--- Given entries ---
········

PR #107, opened 2020-02-18
remove local_child_span_count

SergeyKanzhelev:
Fixes #105

PR #484, opened 2023-06-13
Indicate if a span's parent or link is remote using 2 bit flag as described in OTEP 0182

estolfo:
~~This adds `parent_span_is_remote` field to Span message~~ introduced in OTEP 0182: https://github.com/open-telemetry/oteps/blob/main/text/0182-otlp-remote-parent.md

Update: The PR now uses 2 bits from `flags` to represent the 3 states of parent or link is remote: unknown, not remote, is remote.

### DIFF
--- a/opentelemetry/proto/trace/v1/trace.proto
+++ b/opentelemetry/proto/trace/v1/trace.proto
@@ -274,6 +274,10 @@ message Span {
     // SPAN_FLAGS_TRACE_FLAGS_MASK).  [Optional].
     //
     // See https://www.w3.org/TR/trace-context-2/#trace-flags for the flag definitions.
+    //
+    // Bits 8 and 9 represent the 3 states of whether the link
+    // is remote. The states are unknown, is not remote, is remote.
+    // To read the 2-bit flag, use `flags & SPAN_FLAGS_LINK_IS_REMOTE_MASK`.
     fixed32 flags = 6;
   }
 
@@ -340,6 +344,10 @@ enum SpanFlags {
   // See SpanFlagsParentIsRemote for the valid values.
   SPAN_FLAGS_PARENT_IS_REMOTE_MASK = 0x00000300;
 
+  // Bits 8 and 9 are used for for the link is remote flag.
+  // See SpanFlagsLinkIsRemote for the valid values.
+  SPAN_FLAGS_LINK_IS_REMOTE_MASK = 0x00000300;
+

········

--- What is required ---
Copy out each line of the data where the string "valid" appears.

--- The completed task ---
   // See SpanFlagsParentIsRemote for the valid values.
+  // See SpanFlagsLinkIsRemote for the valid values.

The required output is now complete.